Characters of Coloburiscus/fg1 of unclear phylogenetic status. 

(8) Maxilla (Kluge 2004: Fig.37:C) has indeterminate number of canines and dentisetae: canines have 3–4 apices (instead of three initial ones, unlike two in Isonychia/fg1 and one in Oligoneuria/f3=g4); number of dentisetae is 2 or 3, varying individually [unlike initial two ones – see Bidentiseta (1)].

(9) Imaginal and subimaginal paracercus is vestigial, multisegmented or 1-segmented. Non-unique apomorphy (see Index of characters [2.3.22]).

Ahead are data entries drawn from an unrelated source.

PR #612, opened 2025-06-02
fix: codegen for nested namespace with using

Vipul-Cariappa:
Enables 3 tests in cppyy.

### DIFF
--- a/lib/CppInterOp/CppInterOp.cpp
+++ b/lib/CppInterOp/CppInterOp.cpp
@@ -518,7 +518,13 @@ std::string GetQualifiedCompleteName(TCppType_t klass) {
     if (auto* TD = llvm::dyn_cast<TagDecl>(ND)) {
       std::string type_name;
       QualType QT = C.getTagDeclType(TD);
-      QT.getAsStringInternal(type_name, C.getPrintingPolicy());
+      PrintingPolicy PP = C.getPrintingPolicy();
+      PP.FullyQualifiedName = true;
+      PP.SuppressUnwrittenScope = true;
+#if CLANG_VERSION_MAJOR > 16
+      PP.SuppressElaboration = true;
+#endif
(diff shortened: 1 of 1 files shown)


lib/CppInterOp/CppInterOp.cpp
```diff
@@ -518,7 +518,13 @@ std::string GetQualifiedCompleteName(TCppType_t klass) {
     if (auto* TD = llvm::dyn_cast<TagDecl>(ND)) {
       std::string type_name;
       QualType QT = C.getTagDeclType(TD);
-      QT.getAsStringInternal(type_name, C.getPrintingPolicy());
+      PrintingPolicy PP = C.getPrintingPolicy();
+      PP.FullyQualifiedName = true;
```
vgvassilev, line 522: Can we make sure codecov is covered?

unittests/CppInterOp/FunctionReflectionTest.cpp
```diff
@@ -1733,6 +1733,53 @@ TEST(FunctionReflectionTest, GetFunctionCallWrapper) {
       Cpp::BestOverloadFunctionMatch(operators, {}, {K1, K2});
   auto chrono_op_fn_callable = Cpp::MakeFunctionCallable(kop);
   EXPECT_EQ(chrono_op_fn_callable.getKind(), Cpp::JitCall::kGenericCall);
+
+  Interp->process(R"(
+    #include <tuple>
```
vgvassilev: Can we avoid the inclusion of the header and craft our own make_tuple-like routine? That should avoid future problems when CppInterOp tests are ran without installed stl.

lib/CppInterOp/CppInterOp.cpp
Vipul-Cariappa: This might be a problem with codecov, because the line above and below is covered, and there is no conditional either.

PR #620, opened 2025-06-09
[ci] fix workflow names

aaronj0:
This PR should fix the issue of actions appearing as paths instead of names on the Github UI
The interpreter mode is now dynamically inserted (Cling/Clang-REPL)  based on the config

before:
Screenshot from 2025-06-09 22-24-12

after:

Screenshot from 2025-06-09 22-22-47

### DIFF
--- a/.github/workflows/MacOS-arm.yml
+++ b/.github/workflows/MacOS-arm.yml
@@ -164,8 +164,8 @@ jobs:
         brew install gnu-sed
         pip install distro pytest
 
-
-    - uses: ./.github/actions/Build_LLVM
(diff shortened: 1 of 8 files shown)


mcbarton:
@aaronj0 This is quite a nice change. Could you make it add the cling version or clang repl/llvm version to the action name?

I know the purpose of this PR is to do with naming the reusable actions, but it might be nice to dynamically name the restore and save cache action name, based on whether its cling or clang-repl too.

mcbarton (approved):
LGTM! Thanks @aaronj0 . Merge once the ci passes.

PR #260, opened 2022-07-25
eventchecker: add support for checking map[string]string

willfindlay:
This commit adds support to eventchecker for checking maps of string -> string. Note that
other kinds of maps are not supported for now as this would require a non-trivial refactor
to the existing code. But that should be fine for now. We can always revist this later if
needed.


willfindlay:
flaky test struggle

kkourt (approved):

willfindlay:
Let's ship it man :rocket:

PR #261, opened 2022-07-26
tetragon: Add bench application

olsajiri:
Adding benchmark application to measure tracing workloads. 

The tetragon-bench application starts tetragon (or not for -baseline option)
for given CRD file and runs workload.

At the end it displays some stats, like:

```
Benchmark summary
-----------------
Test started:      2022-09-08 15:04:28.04513503 +0200 CEST m=+0.016539427
Test ended:        2022-09-08 15:04:38.268072909 +0200 CEST m=+10.239477312
Workload start:    2022-09-08 15:04:38.268072909 +0200 CEST m=+10.239477312
Arguments:         
Total duration:    10.222937885s
Setup duration:    1.743823005s
Workload duration: 8.479094472s
Test duration:     10.222937885s
Export duration:   0s
Export stats:      bytes=0, writes=0
FGS cpu usage:     system=15.170223s, user=17.522276s, rss=230504, ctxsw=1231909
Ring buffer:       received=3958406, lost=41842, errors=0
BPF statistics:
  event_execve                   [tracepoint/212]   :   8.89µs (2)
  event_wake_up_new_task         [kprobe/211]       :   1.41µs (6)
  generic_kprobe_event           [kprobe/205]       :   1.54µs (4001580)
  restrict_filesystems           [lsm/58]           :   0.13µs (1569)
  event_exit                     [tracepoint/210]   :   0.49µs (32)
```

It's possible to run predefined workloads with builtin CRD files,
or run specific custom benchmark.

The predefined benchmarks are rw and open and can be run with:

```
# ./tetragon-bench -trace rw
# ./tetragon-bench -trace open
```
They do and monitor some simple read/write open operations and they are there
mainly to show the possibility of builtin benchmark if we think it's good idea ;-)

The custom benchmark is what I'm using most at the moment and
it allows to pass CRD file to start tetragon with and specify workload, like:

```
# ./tetragon-bench -crd crds/examples/names.yaml  -- perf bench sched pipe
```

I'm doing perf profiles to check on CRD stuff with:

```
# perf record -g -e cycles:k ./tetragon-bench -crd ./read_write.yaml -json-encode -- perf bench sched pipe
```

### DIFF
--- a/Makefile
+++ b/Makefile
@@ -25,7 +25,7 @@ GOLANGCILINT_VERSION = $(shell golangci-lint version 2>/dev/null)
 
 
 .PHONY: all
-all: tetragon-bpf tetragon tetra tetragon-alignchecker test-compile tester-progs protoc-gen-go-tetragon
+all: tetragon-bpf tetragon tetra tetragon-alignchecker test-compile tester-progs protoc-gen-go-tetragon tetragon-bench
 
 -include Makefile.docker
 
@@ -75,12 +75,15 @@ tetragon-bpf-container:
 verify: tetragon-bpf
 	sudo contrib/verify/verify.sh bpf/objs
 
-.PHONY: tetragon tetra tetragon-operator tetragon-alignchecker
+.PHONY: tetragon tetra tetragon-operator tetragon-alignchecker tetragon-bench
 tetragon:
 	$(GO) build -gcflags=$(GO_GCFLAGS) -ldflags=$(GO_LDFLAGS) -mod=vendor ./cmd/tetragon/
 
 tetra:
 	$(GO) build -gcflags=$(GO_GCFLAGS) -ldflags=$(GO_LDFLAGS) -mod=vendor ./cmd/tetra/
+
+tetragon-bench:
+	$(GO) build -gcflags=$(GO_GCFLAGS) -ldflags=$(GO_LDFLAGS) -mod=vendor ./cmd/tetragon-bench/
 
 tetragon-operator:
 	$(GO) build -gcflags=$(GO_GCFLAGS) -ldflags=$(GO_LDFLAGS) -mod=vendor -o $@ ./operator
--- a/pkg/bench/bench.go
+++ b/pkg/bench/bench.go
@@ -41,6 +41,8 @@ import (
 
 type Arguments struct {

Plesiomorphies of Coloburiscus/fg1. Maxilla with nearly rectangular apical angle (unlike acute angle in Isonychia/fg1 and Discoglossata); 1^st segment of maxillary palp is not shortened, only 2 times shorter than 2^nd+3^rd segment (like in Isonychia/fg1, unlike Discoglossata); maxillary and labial palps [see Eusetisura (2)] retain oblique suture separating 2^nd and 3^rd segment in such a way, that 2^nd segment is shorter on inner side and longer on outer side (unlike Isonychia/fg1 and Discoglossata). In cubital field of fore wing several (4–6) simple or branched veins go from CuA to basitornal margin [see Anteritorna (1)]. Unlike Discoglossata, larval and adult middle and hind legs retain patella-tibial suture. All claws of imago and subimago are ephemeropteroid. Gonostylus has 2 distal segments.